I have a question about this question:
Recurrence relation find the number of binary strings that contain two consecutive zeros
In your answer,
No, it takes each bit separately, except for the last two. It says the
string can end in 00,01,10,11. If it ends in 00 it is acceptable
regardless of what came before-that is the 2n−2. If it ends in
anything else, it must have been acceptable before, or have the 00
come from the addition. Adding a 1 can never make a string acceptable,
so you can add it to the end of an−1 strings. We still haven't
accounted for the ones that end in 10, and that is the an−2.
I'm a little confused about why the case '11' is counted in the a(n-1) case but not the a(n-2) case. Can you not also add '11' to the end of any a(n-2) string and maintain that the string before still has substring '00'?
Thanks in advance,
Eric
Best Answer
We can account for $11$ in the $a_{n-2}$, case but it makes the $a_{n-1}$ case harder to deal with. Here's what would happen:
We have $4$ endings we can add to an $n-2$ length string to get to an $n$ length string: $00,01,10$, and $11$. Of these, the $10$ case and the $11$ case can't add any consecutive $0$s, so together they give us $2a_{n-2}$ valid strings. As in the other construction the $00$ case gives us a $2^{n-2}$ term (since it doesn't matter what the previous digits were). Finally, we are left with the $01$ case. This case is a little tricky to deal with because it will not just give us $a_{n-1}$ strings because we have the additional restriction that the last digit of the $n-1$ length string is a $0$. Okay, so how many valid strings of length $n-1$ are there whose last digit is $0$?. Well, as we had before the number of valid length $n-1$ stings whose last digit is $1$ is just $a_{n-2}$. Hence the number of valid $n-1$ length string who end in $0$ is $a_{n-1}-a_{n-2}$. This gives us the recurrence relation $$a_n=2a_{n-2}+a_{n-1}-a_{n-2}+2^{n-2}=a_{n-2}+a_{n-1}+2^{n-2}$$ which is exactly what we had before except it took a bit more work.

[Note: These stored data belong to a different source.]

Issue #3134, opened 2021-08-06
runc delete -f fails to remove a paused container on cgroup v1


kolyshkin:
Cgroup v2:

```console
[root@kir-rhat runc-tst]# ../runc/runc run -d 345
[root@kir-rhat runc-tst]# ../runc/runc pause 345
[root@kir-rhat runc-tst]# time ../runc/runc delete -f 345

real	0m0.129s
user	0m0.010s
sys	0m0.008s
[root@kir-rhat runc-tst]# ../runc/runc list
ID          PID         STATUS      BUNDLE      CREATED     OWNER
```

Cgroup v1:

```console
root@ubu2004:/home/kir/git/runc/tst# ../runc run -d 345
root@ubu2004:/home/kir/git/runc/tst# ../runc pause 345
root@ubu2004:/home/kir/git/runc/tst# time ../runc delete -f 345
ERRO[0010] container init still running                 

real	0m10.090s
user	0m0.009s
sys	0m0.089s
root@ubu2004:/home/kir/git/runc/tst# ../runc list
ID          PID         STATUS      BUNDLE                   CREATED                          OWNER
345         229339      paused      /home/kir/git/runc/tst   2021-08-06T18:57:03.953021519Z   root
```

This happens because in cgroup v2, "[p]rocesses in the frozen cgroup can be killed by a fatal signal" (https://www.kernel.org/doc/html/latest/admin-guide/cgroup-v2.html), and it's not so for cgroup v1.

Most interesting thing is, `*linuxContainer) Destroy()` thaws a container if it is paused, but we don't call it until we kill init process in the `killContainer` (in delete.go) only calls it when the process is gone, which never happens.

kolyshkin:
Just checked that crun is not affected.

kolyshkin:
Fixed by #3217

PR #3217, opened 2021-09-15
runc delete -f: fix for cg v1 + paused container

kolyshkin:
runc delete -f is not working for a paused container, since in cgroup v1
SIGKILL does nothing if a process is frozen (unlike cgroup v2, in which
you can kill a frozen process with a fatal signal).

Theoretically, we only need this for v1, but doing it for v2 as well is
OK.

## Proposed changelog entry
```
Bugfixes:
* runc delete -f now succeeds (rather than timeouts) on a paused container (#3134)
```

### DIFF
--- a/libcontainer/container_linux.go
+++ b/libcontainer/container_linux.go
@@ -393,6 +393,14 @@ func (c *linuxContainer) Signal(s os.Signal, all bool) error {
 		if err := c.initProcess.signal(s); err != nil {
 			return fmt.Errorf("unable to signal init: %w", err)
 		}
+		if status == Paused {
+			// For cgroup v1, killing a process in a frozen cgroup
+			// does nothing until it's thawed. Only thaw the cgroup
+			// for SIGKILL.
+			if s, ok := s.(unix.Signal); ok && s == unix.SIGKILL {
+				_ = c.cgroupManager.Freeze(configs.Thawed)
+			}
+		}
 		return nil
 	}
 	return ErrNotRunning
--- a/tests/integration/delete.bats
+++ b/tests/integration/delete.bats
@@ -50,6 +50,16 @@ function teardown() {
 	[ "$status" -eq 0 ]
 }
 
+@test "runc delete --force [paused container]" {
+	runc run -d --console-socket "$CONSOLE_SOCKET" ct1
+	[ "$status" -eq 0 ]
+	testcontainer ct1 running
+
+	runc pause ct1
+	runc delete --force ct1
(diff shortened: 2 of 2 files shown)


thaJeztah (approved):
LGTM

libcontainer/container_linux.go
```diff
@@ -393,6 +393,14 @@ func (c *linuxContainer) Signal(s os.Signal, all bool) error {
...
+			// For cgroup v1, killing a process in a frozen cgroup
+			// does nothing until it's thawed. Only thaw the cgroup
+			// for SIGKILL.
+			if s, ok := s.(unix.Signal); ok && s == unix.SIGKILL {
+				_ = c.cgroupManager.Freeze(configs.Thawed)
+			}
+		}
 		return nil
 	}
 	return ErrNotRunning
```
thaJeztah, line 406: Haven't tried, but what happens currently if `-f` is used and it's not running? (thinking: `-f` should ignore the case and just proceed?) I see we have a special case for `all`

cyphar: The logic for not allowing `kill` even if you force it is that on paper you could trick runc to kill an arbitrary process. I think an actual attack that uses this is a bit theoretical but *shrug*.

cyphar (approved):
LGTM.

libcontainer/container_linux.go
```diff
@@ -393,6 +393,14 @@ func (c *linuxContainer) Signal(s os.Signal, all bool) error {
 		if err := c.initProcess.signal(s); err != nil {
 			return fmt.Errorf("unable to signal init: %w", err)
 		}
+		if status == Paused {
+			// For cgroup v1, killing a process in a frozen cgroup
+			// does nothing until it's thawed. Only thaw the cgroup
+			// for SIGKILL.
+			if s, ok := s.(unix.Signal); ok && s == unix.SIGKILL {
```
cyphar, line 400: Would've been nice to check if the cgroup manager is v1 or v2 here, but still LGTM.

kolyshkin: We are going to use cgroup.kill for v2 and hybrid hierarchies, this code is just to fix the issue

kolyshkin:
Fixes: #3134

libcontainer/container_linux.go
cyphar: Right, I get that -- my point is more that it would've been nice if we didn't thaw the cgroup unless we really had to.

The idea in the original solution is to avoid this difficulty by working backwards. First, if we add a $1$ to a valid $n-1$ length string, we get a valid $n$ length string, so we get an $a_{n-1}$ term (note here we are dealing with both the $01$ and $11$ cases because we are just requiring that the last digit be $1$). This leaves us with the $10$ and $00$ cases. The $00$ case we immediately deal with as before (getting a $2^{n-2}$ term). The $10$ case now just gives us a term of $a_{n-2}$ since we can't add any consecutive $0$s by adding $10$. Putting this into a recurrence relation gives us exactly the same thing as above, but we avoid having to cancel any terms.